The low-protein diet:  16% protein, 55% CHO, 26% fat (8% saturated fatty acids, 11% monounsaturated fatty acids, 5% polyunsaturated fatty acids).

They studied 54 obese men (19) and women (35) with type 2 diabetes during 8 weeks of energy restriction (1,600 kcal) and 4 weeks of energy balance.  Body composition was determined by dual-energy X-ray absorptiometry at weeks 0 and 12.

Results

Average weight loss for both groups was 5 kg.  However, women on the HP diet lost significantly more total (5.3 vs 2.8 kg) and abdominal (1.3 vs 0.7 kg) fat compared with the women on the LP diet, whereas, in men, there was no difference in fat loss between diets (3.9 vs 5.1 kg).  Total lean mass decreased in all subjects independently of diet composition.  LDL cholesterol reduction was significantly greater on the HP diet (5.7%) than on the LP diet (2.7%).  Blood glucose levels were reduced 5 or 10% by both diet interventions.  Trigylcerides dropped 20% in both groups.  Insulin concentrations were reduced in both groups.  Subjects lose 2.1% lean mass overall, with no difference between the groups.

Conclusions of the Study Authors

Both dietary patterns resulted in improvements in the cardiovascular disease (CVD) risk profile as a consequence of weight loss.
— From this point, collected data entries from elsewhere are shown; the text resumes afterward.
PR #6107, opened 2025-08-04
Exclude non-essential files using `.gitattributes`

Nikita20010:
### Summary

This PR adds a `.gitattributes` file to exclude development-only and non-essential files from distribution packages. This helps reduce package size and ensures that only relevant files are included when the project is exported or packaged via Composer.

### Changes Made

- Added `.gitattributes` to exclude:
  - Tests
  - Configuration files
  - Git-related files
  - CI/CD files
  - Docs not required in distribution

### Benefits

- Smaller package size
- Cleaner distribution for Composer consumers
- Avoids exposing internal test/config files in production environments

### Related References

- Composer best practices on `.gitattributes`: https://getcomposer.org/doc/articles/vendor-binaries.md#excluding-files-from-classmaps

---


.gitattributes
```diff
@@ -4,3 +4,14 @@ tests/data/*-win.php eol=crlf
 
 # Don't show bundled libraries as source files in GitHub
 bundle/**/* linguist-vendored
+
+/.github export-ignore
+/tests export-ignore
+/features export-ignore
+/bin export-ignore
```
BrianHenryIE, line 11:
```suggestion
```
I think excluding `/bin` would mean `vendor/bin/wp` would not work when WP CLI is installed via Composer.

https://github.com/wp-cli/wp-cli/blob/03d30d4138d12b4bffd8b507b82e56e129e0523f/composer.json#L54-L57

.gitattributes
```diff
@@ -4,3 +4,14 @@ tests/data/*-win.php eol=crlf
...
+/phpunit.xml.dist export-ignore
+/composer.json export-ignore
```
BrianHenryIE:
```suggestion
```

There's an argument in favour of keeping `composer.json` so people can quickly read it to better understand the package.

https://github.com/WordPress/plugin-check/issues/829
> You should also keep and/or link configuration files, as for example, the composer.json file in order to allow others to review, study, and yes, fork this code.

https://developer.wordpress.org/plugins/wordpress-org/common-issues/#included-unneeded-folders

.gitattributes
```diff
@@ -4,3 +4,14 @@ tests/data/*-win.php eol=crlf
...
+/composer.lock export-ignore
+/utils export-ignore
+/.phpcs.xml.dist export-ignore
+/.editorconfig export-ignore
```
BrianHenryIE: I think these are also valid to exclude, being only dev related files:

```suggestion
/.actrc export-ignore
/.editorconfig export-ignore
/.gitattributes export-ignore
/.gitignore export-ignore
/.mailmap export-ignore
/.behat.yml export-ignore
/phpcs.xml.dist export-ignore
/phpstan.neon.dist export-ignore
```

.gitattributes
```diff
@@ -4,3 +4,14 @@ tests/data/*-win.php eol=crlf
...
 # Don't show bundled libraries as source files in GitHub
 bundle/**/* linguist-vendored
+
+/.github export-ignore
+/tests export-ignore
+/features export-ignore
+/bin export-ignore
+/phpunit.xml.dist export-ignore
+/composer.json export-ignore
+/composer.lock export-ignore
```
BrianHenryIE:
```suggestion
```
There is no `composer.lock` in this repository.

https://github.com/wp-cli/wp-cli/blob/03d30d4138d12b4bffd8b507b82e56e129e0523f/.gitignore#L13

.gitattributes
BrianHenryIE:
```suggestion
```
I think excluding `/bin` would mean `vendor/bin/wp` would not work when WP CLI is installed via Composer.

https://github.com/wp-cli/wp-cli/blob/03d30d4138d12b4bffd8b507b82e56e129e0523f/composer.json#L54-L57

swissspidy:
If we find this useful, we should (automatically) add this to all our repos. Would save a lot of bandwidth :)

Wonder how this affects https://github.com/wp-cli/wp-cli-dev though

BrianHenryIE:
I think `composer install --prefer-install=source` would be the solution for [wp-cli/wp-cli-dev](https://github.com/wp-cli/wp-cli-dev):

```json
{
    "name": "wp-cli/wp-cli-dev",
    "config": {
        "preferred-install": "source"
    }
}
```
[Schema](https://getcomposer.org/schema.json):
```json
"preferred-install": {
  "type": ["string", "object"],
  "description": "The install method Composer will prefer to use, defaults to auto and can be any of source, dist, auto, or an object of {\"pattern\": \"preference\"}.",
  "additionalProperties": {
    "type": ["string"]
  }
},
```
`jq '.config += {"preferred-install": "source"}' composer.json --indent 4 | sponge composer.json`

I haven't tested it yet.

Nikita20010:
Thanks @BrianHenryIE and @swissspidy for the detailed feedback!

✅ Removed the exclusion of `/bin` and `composer.json`.  
✅ Kept dev-only configuration files excluded (e.g. `.editorconfig`, `.gitignore`, `phpcs.xml.dist`).  
❌ Removed `composer.lock` since it’s not present in the repo.

Let me know if further refinements are needed 🚀

swissspidy:
@Nikita20010 what are you trying to achieve with these changes to `.github/workflows/testing.yml` and `composer.json`? Let's revert those unrelated changes. If anything needs fixing, we can do that in dedicated PRs.

Nikita20010:
Thanks for pointing that out, @swissspidy. I’ve reverted the unrelated changes to .github/workflows/testing.yml and composer.json so that this PR only focuses on cleaning up the distribution package. Let me know if any further adjustments are needed.

tests/DocParserTest.php
```diff
@@ -16,7 +16,7 @@ public function test_empty(): void {
 
 	public function test_only_tags(): void {
 		$doc = new DocParser(
-			<<<EOB
+			<<<'EOB'
```
ernilambar: This change also seems unrelated. Please check.

swissspidy: From what I can see the PHPCS dependency changed, but since we don't have a lock file, we only notice it when making new changes to trigger the workflow. So the changes are valid. @ernilambar wanna submit them in a separate PR perhaps?

BrianHenryIE:
It looks like the [failing CI](https://github.com/wp-cli/wp-cli/actions/runs/17096095003/job/48480780661?pr=6107) is addressed in the latest [react/promise release](https://github.com/reactphp/promise/releases/tag/v3.3.0).
> PHP Deprecated:  Case statements followed by a semicolon (;) are deprecated, use a colon (:) instead in phar:///usr/local/bin/composer/vendor/react/promise/src/functions.php on line 300

> [Improve PHP 8.5+ support by avoiding deprecated switch case syntax #264](https://github.com/reactphp/promise/pull/264) 

_Edit:_ I re-ran it but it is not resolved.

However, the greater reductions in total and abdominal fat mass in women and greater LDL cholesterol reduction observed in both sexes on the HP diet suggest that it is a valid diet choice for reducing CVD risk in type 2 diabetes.

Take-Home Points

This was a relatively small study, so results may not be widely applicable.

Substituting proteins for carbs doesn’t seem to be detrimental to people with type 2 diabetes needing to lose weight, and may be advantageous:  greater total and abdominal fat loss in women, greater reductions in LDL cholesterol for both sexes.   At least in the short run.

Nephrologists will be concerned that the higher-protein diet, if sustained long-term, could lead to kidney damage.

Current dogma is that the lower-carb (high-protein) dieters should have had lower blood glucose, triglycerides, and HgbA1c levels:  not seen here.

Calorie-restricted diets tend to lower glucose levels and improve lipids, despite diet composition.

Reference:  Parker, Barbara et al.  Effect of a High-Protein, High–Monounsaturated Fat Weight Loss Diet on Glycemic Control and Lipid Levels in Type 2 Diabetes.  Diabetes Care,  25 (2002): 425-430.    From CSIRO Health Sciences and Nutrition, Adelaide, Australia.